Korrigiert

5. November 2015

Rotgrün korrigiert in Niedersachsen ein weiteres ideologisches Projekt der schwarz-gelben Vorgängerregierun. Die hatte 2004 die Landeszentrale für politische Bildung unter Führung des niedersächsischen Ministerpräsidenten Christian Wulff zum 31. Dezember 2004 aufgelöst. Dies NLPBführte zu erheblichen Protesten, unter anderem auch durch diese Erklärung der Bundeszentrale für politische Bildung. Die Abschaffung der Landeszentrale für politische Bildung wurde seither in Niedersachsen immer wieder beklagt; immerhin ist Niedersachsen das einzige Bundeland ohne eine derartige Einrichtung. Angesichts des aufkeimendem Extremismus auch wegen des Flüchtlingszuzugs gibt es jetzt den im rotgrünen Koalitionsvertrag versprochenen Neustart der Zentrale.

Heute kam aus Hannover dazu diese Pressemitteilung:

„Die rot-grüne Regierungskoalition will im Jahr 2016 eine neue Landeszentrale für politische Bildung in Niedersachsen errichten: „Niedersachsen hat seit der Zerschlagung 2004 durch CDU/FDP keine eigene Landeszentrale für politische Bildung. Das wollen und müssen wir mit Blick auf die gesellschaftlichen Herausforderungen ändern“, erklären die Fraktionsvorsitzenden Anja Piel (Bündnis 90/Die Grünen) und Johanne Modder (SPD). „Wir wollen Menschen für unsere Demokratie begeistern“, betonen die Politikerinnen.

„Wir wollen eine moderne Landeszentrale, die den gegenwärtigen Herausforderungen und Bedarfen gerecht wird. Politische Bildung zu vermitteln, muss im Zeitalter der neuen Medien und der schnellen Entwicklungen neuen Voraussetzungen genügen“, betonen Piel und Modder. Ziel soll es sein, über die Entwicklung von spannenden Formaten und guten Ideen in den verschiedenen Regionen Niedersachsens Strukturen und Angebote wieder zu stärken und aufzubauen. Die neue Landeszentrale soll beim Ministerium für Wissenschaft und Kultur angesiedelt werden.

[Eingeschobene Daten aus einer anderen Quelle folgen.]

PR #6096, opened 2021-03-23
feat(storage): self-signed JWTs for service accounts

### LINKED ISSUE #6073: Use self-signed JWT for service account authentication (with JSON files)
For `google/cloud/storage/oauth2` implement self-signed JWTs as described in:

https://google.aip.dev/auth/4111

coryan:
Fixes #6073.

This is interesting because:

- It is simpler, no remote RPCs to create the bearer token.
- It removes a remote HTTPS request from the authorization path, making the first request a bit faster.
- It works even if `https://oauth2.googleapis.com/token` is having an outage.

---
This change is [Reviewable](https://reviewable.io/reviews/googleapis/google-cloud-cpp/6096)


devjgm (approved):
Nice!

PR #6099, opened 2021-03-23
ci: add cmake-install GCB build

devjgm:
Adds a `cmake-install` GCB build that compiles and installs our repo following the instructions at https://github.com/googleapis/google-cloud-cpp/blob/master/doc/packaging.md#installing-google-cloud-cpp (pretty closely). It then validates the installed artifacts:

* It looks at the installed directory structure.
* It looks at the file extensions of the installed files
* It validates all installed pkg-config files with `pkg-config --validate <file>`

Any error breaks the build, but it tries to continue to display as many errors as possible.

---
This change is [Reviewable](https://reviewable.io/reviews/googleapis/google-cloud-cpp/6099)

### DIFF
--- a/ci/cloudbuild/builds/cmake-install.sh
+++ b/ci/cloudbuild/builds/cmake-install.sh
@@ -1,0 +1,145 @@
+#!/bin/bash
+#
+# Copyright 2021 Google LLC
+#
+# Licensed under the Apache License, Version 2.0 (the "License");
+# you may not use this file except in compliance with the License.
+# You may obtain a copy of the License at
+#
+#     http://www.apache.org/licenses/LICENSE-2.0
+#
+# Unless required by applicable law or agreed to in writing, software
+# distributed under the License is distributed on an "AS IS" BASIS,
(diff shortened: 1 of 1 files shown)


coryan (approved):
LGTM.

Will there be a separate build to test the components?

devjgm:
> LGTM.
> 
> Will there be a separate build to test the components?

There could be. What do you think? Should we test and verify `cmake --build x --target install` AND the component installs? Or just one (which one)? WDYT?

I'm going to check this one in for now to prevent new pkg-config issues, but we can change it.

coryan:
> > LGTM.
> > Will there be a separate build to test the components?
> 
> There could be. What do you think? Should we test and verify `cmake --build x --target install` AND the component installs? Or just one (which one)? WDYT?

It is all coming back to me.  There is a separate build to test the component installs:

https://github.com/googleapis/google-cloud-cpp/blob/f86bdde68f95c7c3cd278d0273f3086ef5fa11d7/ci/kokoro/install/Dockerfile.fedora-components#L96-L111

In other words, this build is good, we don't need to change it.  When/If we move the `ci/kokoro/install` builds we need to retake this conversation.

PR #6104, opened 2021-03-24
chore: building blocks for patching googleapis after download

devbww:
When developing a new feature based on simple changes to the
googleapis repo, it may well be easier to apply a patch to the
downloaded proto files rather than dealing with branches.

Those googleapis branches are often not kept up to date, so it
can be difficult to rebase branches in this repo, which hinders
developing at head. Patching also allows for the possibility of
layering changes from multiple googleapis branches.

This PR doesn't change any behavior, but it does leave indicators
for where patches can be applied in both the CMake and bazel
builds, as well as adding the "patch" binary to the docker images.

I recently used this mechanism to check whether a proposed proto
rearrangement would affect the build for the Cloud Spanner client.
An additional lesson from that effort was that any changes to the
shape of the proto tree made by the patch, which would require edits
to the list of proto files in external/googleapis/CMakeLists.txt,
would also necessitate patching the downloaded bazel BUILD files.

---
This change is [Reviewable](https://reviewable.io/reviews/googleapis/google-cloud-cpp/6104)

### DIFF
--- a/external/googleapis/CMakeLists.txt
+++ b/external/googleapis/CMakeLists.txt
@@ -157,18 +157,22 @@ foreach (proto ${EXTERNAL_GOOGLEAPIS_PROTO_FILES})
 endforeach ()
 
 include(ExternalProject)
+
 ExternalProject_Add(
     googleapis_download
     EXCLUDE_FROM_ALL ON
     PREFIX "${CMAKE_BINARY_DIR}/external/googleapis"
     URL ${GOOGLE_CLOUD_CPP_GOOGLEAPIS_URL}
     URL_HASH SHA256=${GOOGLE_CLOUD_CPP_GOOGLEAPIS_SHA256}
-             # Scaffolding for patching googleapis after download. For example:
-             # PATCH_COMMAND patch -p1 --input=/v/external/googleapis.patch
-             # NOTE: This should only be used while developing with a new
-             # protobuf message. No changes to `PATCH_COMMAND` should ever be
-             # committed to the main branch.
-    PATCH_COMMAND ""
+    PATCH_COMMAND
+        ""
+        # ~~~
+        # Scaffolding for patching googleapis after download. For example:
+        #   PATCH_COMMAND patch -p1 --input=/v/external/googleapis.patch
+        # NOTE: This should only be used while developing with a new
+        # protobuf message. No changes to `PATCH_COMMAND` should ever be
+        # committed to the main branch.
+        # ~~~
     CONFIGURE_COMMAND ""
     BUILD_COMMAND ""
     INSTALL_COMMAND ""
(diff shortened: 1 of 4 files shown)


coryan:
Hey, sorry for the delay.  I see how this is useful.  I also see how this is a bit dangerous, it makes **our HEAD** use protos that do not match production. Do you mind if I mull this until tomorrow?  If other folks think I am overly cautious then we should probably merge.

devbww:
Let me clarify that I don't think any patches should ever be checked-in.  I could certainly add comments to that effect.

This is only intended for early development on unreleased proto messages.  The thought was that leaving the breadcrumbs for where to apply patches, and to already have the patch tool in the image, would just make such development a little easier.

coryan:
Ah, yes, a couple of comments saying "never commit these changes: would help.

devbww:
Thanks.  Added comments.  PTAL.

devbww:
> Thanks. Added comments. PTAL.

It looks like the formatter likes to (further) indent the `CMakeLists.txt` comments.  Should we try to avoid that?

devjgm:
> > Thanks. Added comments. PTAL.
> 
> It looks like the formatter likes to (further) indent the `CMakeLists.txt` comments. Should we try to avoid that?

Yikes. Maybe move the comment above and attache it to the `ExternalProject_Add` command.

coryan:
Sometimes you can surround a block with   `# ~~~` to disable the formatter .

coryan (approved):

devbww:
> Sometimes you can surround a block with `# ~~~` to disable the formatter .

Thanks.  Those fences do disable re-flowing of the comment (which I need for the example anyway), but they do not affect the chosen indentation level.

It looks like it assumes the comment is related to the previous line, so it is indented to the level of that keyword's arguments (in this case, the `URL_HASH`).  So moving the comment down one line does something reasonable ... aligning with the `PATCH_COMMAND` argument.

external/googleapis/CMakeLists.txt
```diff
@@ -157,18 +157,22 @@ foreach (proto ${EXTERNAL_GOOGLEAPIS_PROTO_FILES})
...
     PREFIX "${CMAKE_BINARY_DIR}/external/googleapis"
     URL ${GOOGLE_CLOUD_CPP_GOOGLEAPIS_URL}
     URL_HASH SHA256=${GOOGLE_CLOUD_CPP_GOOGLEAPIS_SHA256}
-             # Scaffolding for patching googleapis after download. For example:
-             # PATCH_COMMAND patch -p1 --input=/v/external/googleapis.patch
-             # NOTE: This should only be used while developing with a new
-             # protobuf message. No changes to `PATCH_COMMAND` should ever be
-             # committed to the main branch.
-    PATCH_COMMAND ""
+    PATCH_COMMAND
```
coryan, line 167: FYI, the formatting was probably confused because `PATCH_COMMAND` is not a known argument, you can add them here:

https://github.com/googleapis/google-cloud-cpp/blob/67de7b3da3c4f52f25fa24d693854c7945792b22/.cmake-format.py#L20-L47

coryan (approved):

external/googleapis/CMakeLists.txt
devbww: It looks like `PATCH_COMMAND` is there.

PR #6107, opened 2021-03-25
chore: add patch to Dockerfile.fedora-libcxx-msan

devbww:
This change is [Reviewable](https://reviewable.io/reviews/googleapis/google-cloud-cpp/6107)


devbww:
I'm not sure how I missed this in #6104, but I did switch between the Bazel-native patch implementation and the external patch command at some point.  I'll blame that.

devjgm (approved):

PR #6111, opened 2021-03-25
ci: garbage collect docker images in GCB

devjgm:
This will delete the BUILD_ID-specific docker image at the end of a
successful build. It will also clean up 4-week old images that were left
around from failed builds that didn't get to the cleanup step.

This PR also changes the image name to something nicer and shorter, and this will let us manually
clean up all the old images that are now lying around.

---
This change is [Reviewable](https://reviewable.io/reviews/googleapis/google-cloud-cpp/6111)

### DIFF
--- a/ci/cloudbuild/cloudbuild.yaml
+++ b/ci/cloudbuild/cloudbuild.yaml
@@ -28,7 +28,7 @@ substitutions:
   _BUILD_NAME: 'unknown'
   _CACHE_BUCKET: '${PROJECT_ID}_cloudbuild'
   _CACHE_TYPE: '${_PR_NUMBER:-main}'
-  _IMAGE: '${PROJECT_ID}_cloudbuild/${_DISTRO}'
+  _IMAGE: 'cloudbuild/${_DISTRO}'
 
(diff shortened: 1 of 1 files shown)


ci/cloudbuild/cloudbuild.yaml
```diff
@@ -38,7 +39,7 @@ steps:
     '--context=dir:///workspace/ci',
     '--dockerfile=ci/cloudbuild/${_DISTRO}.Dockerfile',
     '--cache=true',
-    '--destination=gcr.io/${PROJECT_ID}/google-cloud-cpp-cloudbuild-docker/${_DISTRO}-image:${BUILD_ID}',
+    '--destination=gcr.io/${PROJECT_ID}/${_IMAGE}:${BUILD_ID}',
```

Anja Piel macht deutlich: „Hierbei soll auch die Medienkompetenz eine zentrale Rolle spielen, denn diese ist in der heutigen Zeit von großer Bedeutung. Die Landeszentrale soll Bedarfe ermitteln und die politische Bildung in Niedersachsen endlich wieder aufwerten.“

„Mit der Stärkung der politischen Bildung reagieren wir auf aktuelle gesellschaftliche Herausforderungen und Entwicklungen wie Rechtsextremismus, Salafismus, Pegida, Gewalt gegen Flüchtlinge und Flüchtlingsunterkünfte, Islamophobie, permanent sinkende Wahlbeteiligungen und abnehmende Teilhabe an Prozessen politischer Partizipation. Es bedarf einer Einrichtung, die in Niedersachsen politische Bildung unterstützt, koordiniert und Impulse gibt“, sagt die SPD-Fraktionsvorsitzende Johanne Modder.

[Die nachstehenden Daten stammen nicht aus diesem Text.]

PR #6112, opened 2021-03-25
ci: add integration tests to GCB

devjgm:
This runs most integration tests in Google Cloud Build using bazel. They
use emulators when possible. Some tests are not yet enabled because they
require a bit more work, but there are TODOs mentioning what's missing.

Note that these integration tests do not require any special service account files.
The cloud build account has the needed access rights to run these. And team members can run
these from their workstation, again without needing service account files, with a command like:

```
./ci/cloudbuild/build.sh --project cloud-cpp-testing-resources integration
```

---
This change is [Reviewable](https://reviewable.io/reviews/googleapis/google-cloud-cpp/6112)

### DIFF
--- a/ci/cloudbuild/builds/integration.sh
+++ b/ci/cloudbuild/builds/integration.sh
@@ -1,0 +1,90 @@
+#!/bin/bash
+#
+# Copyright 2021 Google LLC
+#
+# Licensed under the Apache License, Version 2.0 (the "License");
+# you may not use this file except in compliance with the License.
+# You may obtain a copy of the License at
+#
+#     http://www.apache.org/licenses/LICENSE-2.0
+#
+# Unless required by applicable law or agreed to in writing, software
+# distributed under the License is distributed on an "AS IS" BASIS,
+# WITHOUT WARRANTIES OR CONDITIONS OF ANY KIND, either express or implied.
+# See the License for the specific language governing permissions and
+# limitations under the License.
+
+set -eu
+
+source "$(dirname "$0")/../../lib/init.sh"
+source module ci/cloudbuild/builds/lib/bazel.sh
+source module ci/etc/integration-tests-config.sh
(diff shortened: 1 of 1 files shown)


ci/cloudbuild/builds/integration.sh
```diff
@@ -0,0 +1,90 @@
...
+args+=(
+  "--test_timeout=600"
+  "--test_env=GOOGLE_CLOUD_PROJECT=${GOOGLE_CLOUD_PROJECT}"
+  "--test_env=GOOGLE_CLOUD_CPP_AUTO_RUN_EXAMPLES=yes"
+  "--test_env=GOOGLE_CLOUD_CPP_EXPERIMENTAL_LOG_CONFIG=lastN,100,WARNING"
+  "--test_env=GOOGLE_CLOUD_CPP_ENABLE_TRACING=rpc"
+  "--test_env=CLOUD_STORAGE_ENABLE_TRACING=rpc"
+)
+
+# TODO(#6083): Enable storage integration tests. The difficulty with these is
```
coryan, line 42: nit: for a future PR, maybe enable all the GCS integration tests *except* the ones that use these key files? I think there are only two or three.

coryan (approved):

ci/cloudbuild/builds/integration.sh
devjgm: I was going to do that, but the way the way that `bazel_test_args` is used in [run_integration_tests_emulator_bazel.sh](https://github.com/googleapis/google-cloud-cpp/blob/976a96397d0bb2ef3b8ba22f29acb3e187684a01/google/cloud/storage/ci/run_integration_tests_emulator_bazel.sh#L42) I cannot pass `-//foo/bar/...`. So this script will need to be refactored a bit first, then I'll be able to enable those tests. Just planned to do that in a separate PR

PR #6116, opened 2021-03-25
feature(bigquery): add quickstart

scotthart:
This change is [Reviewable](https://reviewable.io/reviews/googleapis/google-cloud-cpp/6116)

### DIFF
--- a/google/cloud/bigquery/quickstart/quickstart.cc
+++ b/google/cloud/bigquery/quickstart/quickstart.cc
@@ -1,0 +1,74 @@
+// Copyright 2021 Google LLC
+//
+// Licensed under the Apache License, Version 2.0 (the "License");
+// you may not use this file except in compliance with the License.
+// You may obtain a copy of the License at
+//
+// http://www.apache.org/licenses/LICENSE-2.0
+//
+// Unless required by applicable law or agreed to in writing, software
+// distributed under the License is distributed on an "AS IS" BASIS,
+// WITHOUT WARRANTIES OR CONDITIONS OF ANY KIND, either express or implied.
+// See the License for the specific language governing permissions and
+// limitations under the License.
+
+//! [START bigquerystorage_quickstart]
+#include "google/cloud/bigquery/bigquery_read_client.gcpcxx.pb.h"
+#include <iostream>
+#include <stdexcept>
+
+namespace {
+void ProcessRowsInAvroFormat(
+    ::google::cloud::bigquery::storage::v1::AvroSchema const&,
+    ::google::cloud::bigquery::storage::v1::AvroRows const&) {
+  // Code to deserialize avro rows should be added here.
+}
+}  // namespace
+
+int main(int argc, char* argv[]) try {
+  if (argc != 3) {
+    std::cerr << "Usage: " << argv[0] << " <project-id> <table>\n";
+    return 1;
+  }
+
+  // project_id should be in the format "projects/<your-gcp-project>"
+  std::string const project_id = argv[1];
+  // table_id should be in the format:
+  // "projects/<project-table-resides-in>/datasets/<dataset-table_resides-in>/tables/<table
+  // name>" The project values in project_id and table_id do not have to be
+  // identical.
+  std::string const table_id = argv[2];
+
+  // Create a namespace alias to make the code easier to read.
+  namespace bigquery = google::cloud::bigquery;
+  constexpr int kMaxReadStreams = 1;
+  // Create the ReadSession.
+  auto client =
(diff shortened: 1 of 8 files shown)


devjgm:
I think this PR needs to be rebased. Sorry about that.

google/cloud/bigquery/quickstart/quickstart.cc
```diff
@@ -0,0 +1,74 @@
...
+}
+}  // namespace
+
+int main(int argc, char* argv[]) try {
+  if (argc != 3) {
+    std::cerr << "Usage: " << argv[0] << " <project-id> <table>\n";
+    return 1;
+  }
+
+  // project_id should be in the format "projects/<your-gcp-project>"
```
coryan, line 34: For other resources (Bigtable tables, Spanner databases, etc.) we call the fully qualified path `$resource name` (e.g. table name, database name), and the unqualified id, `$resource id` (e.g. table id, database id).

In other words, consider `std::string const project_name = argv[1];` and change the comments accordingly.

coryan (commented):
Do you want this to be compiled and tested in one of the integration tests?  Right now it is not, the quickstart guides usually have their own build steps.  Chat with @devjgm about whether you should include this *only* in the GCB builds or if we want to add them to the other builds too.

Note that there are separate `quickstart` scripts for  CMake and Bazel on each of Windows, macOS and Linux.

devjgm:
> Do you want this to be compiled and tested in one of the integration tests? Right now it is not, the quickstart guides usually have their own build steps. Chat with @devjgm about whether you should include this _only_ in the GCB builds or if we want to add them to the other builds too.
> 
> Note that there are separate `quickstart` scripts for CMake and Bazel on each of Windows, macOS and Linux.

Happy to chat. FTR, for GCB-only builds, integration tests can go in https://github.com/googleapis/google-cloud-cpp/blob/master/ci/cloudbuild/builds/integration.sh

I don't have quickstarts running yet, but they are just about next on my list, and I expect to have those running in soon. However, I wouldn't want to block @scotthart. If Scott thinks that doing something w/ GCB would be _helpful_ for him, that's great. Otherwise, if doing things all in kokoro is faster for him, that's fine too.

scotthart (commented):
> *[Reviewable](https://reviewable.io/reviews/googleapis/google-cloud-cpp/6116)* status: 0 of 7 files reviewed, 2 unresolved discussions (waiting on @coryan)

___
*[google/cloud/bigquery/quickstart/quickstart.cc, line 34 at r1](https://reviewable.io/reviews/googleapis/google-cloud-cpp/6116#-MWf2QGbKoPKDiRe_6uD-r1-34:-MWjDp0n6MSLs9E7x6mR:b-896fix) ([raw file](https://github.com/googleapis/google-cloud-cpp/blob/9624b73109cfbc781690994db74168c64c78e5cf/google/cloud/bigquery/quickstart/quickstart.cc#L34)):*

For other resources (Bigtable tables, Spanner databases, etc.) we call the fully qualified path `$resource name` (e.g. table name, database name), and the unqualified id, `$resource id` (e.g. table id, database id).

In other words, consider `std::string const project_name = argv[1];` and change the comments accordingly.

</blockquote></details>

Done.
___
*[google/cloud/bigquery/quickstart/quickstart.cc, line 53 at r1](https://reviewable.io/reviews/googleapis/google-cloud-cpp/6116#-MWf2QGbKoPKDiRe_6uD-r1-53:-MWjDqcKETktehlnGPkV:b-896fix) ([raw file](https://github.com/googleapis/google-cloud-cpp/blob/9624b73109cfbc781690994db74168c64c78e5cf/google/cloud/bigquery/quickstart/quickstart.cc#L53)):*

Vor 14 Jahren hatte die schwarz-gelbe Landesregierung die Landeszentrale für Politische Bildung in Niedersachsen aufgelöst und damit bestehende Strukturen zerschlagen. Die Akteure der politischen Bildung haben unter großer Kraftanstrengung in den vergangenen Jahren versucht, die politische Bildung in Niedersachsen dennoch am Leben zu erhalten.

„Wichtige Strukturen sind dadurch weggebrochen oder geschwächt worden. Auf gesellschaftliche Entwicklungen durch politische Bildung zu reagieren, wurde massiv erschwert. Niedersachsen ist das einzige Land, das keine landespolitischen Strukturen zur Entwicklung von Impulsen und zum Aufspüren von Bedarfen in der politischen Bildung hat. Gerade vor dem Hintergrund von Flüchtlingsarbeit, einem hohen ehrenamtlichen Engagement und Wissensdurst in der Bevölkerung, Pegida und Salafismus ist es wichtig, eine solche Struktur in Niedersachsen zu schaffen“, machen die Fraktionsvorsitzenden der rot-grünen Regierungskoalition deutlich.